Добрый день! Ipad 4, зашел на сайт где можно скачать "Игра Престолов", после него тут же выскочило окно:"Статус Ipad: Ваш iPad заблокирован и внесен в черный список. За нарушение закона ст.242 и 241 УК РФ. Оплатите штраф на уникальный для Вас номер: МТС +79858403008 сумма к оплате 3700 руб. После оплаты IPad будет разблокирован. Статус: Ожидает оплаты."
В safari зайти не могу все время это окно выскакивает. Перезагружал, но всё тоже самое. Ещё , что удивительно, написано, что IP адрес заблокирован, но стационарный комп работает ( с него и пишу) и другие планшеты тоже. В app store обновления загружаются спокойно... Чего можно сделать с этим вирусом? Спасибо за помощь...
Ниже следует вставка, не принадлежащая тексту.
PR #398, opened 2021-02-24
Don't keep the old selection if --keep-open is specified

JonathanAquino:
If `--keep-open` is specified, we should clear the old selection.

### Motivation

I like to use ack with fpp, like this:

    ack foo | fpp --keep-open

But since fpp doesn't clear the old selection, after I open a file (say, the 12th file) and close it, when fpp reopens, the 12th file is selected. So I need to go down to the 12th file and unselect it before I can choose a new file to open.

Instead, we should simply clear the old selection every time fpp reopens in `--keep-open` mode.

### DIFF
--- a/src/process_input.py
+++ b/src/process_input.py
@@ -77,6 +77,13 @@ def main(argv: List[str]) -> int:
         print(f"Done! Removed {len(state_files.get_all_state_files())} files ")
         return 0
     if sys.stdin.isatty():
+        # don't keep the old selection if the --keep-open option is used;
+        # otherwise you need to manually clear the old selection every
+        # time fpp is reopened.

P/S Всем спасибо, все сам сделал (благодаря другим сайтам). Так как Вы не помогли, думаю были очень заняты. Зайти в "настройки", выбрать "основные", в низу списка нажать на "СБРОС" и Ваш ipad сам перезагрузится. Всё, можно заходить в safari - больше это окно не всплывает. :Cheesy:  :Smiley:

----------

Надоело быть жертвой? Стань профи по информационной безопасности, получай самую свежую информацию об угрозах и средствах защиты от ведущего российского аналитического центра Anti-Malware.ru:

----------


## Info_bot

Уважаемый(ая) *Виталий Ветля*, спасибо за обращение на наш форум!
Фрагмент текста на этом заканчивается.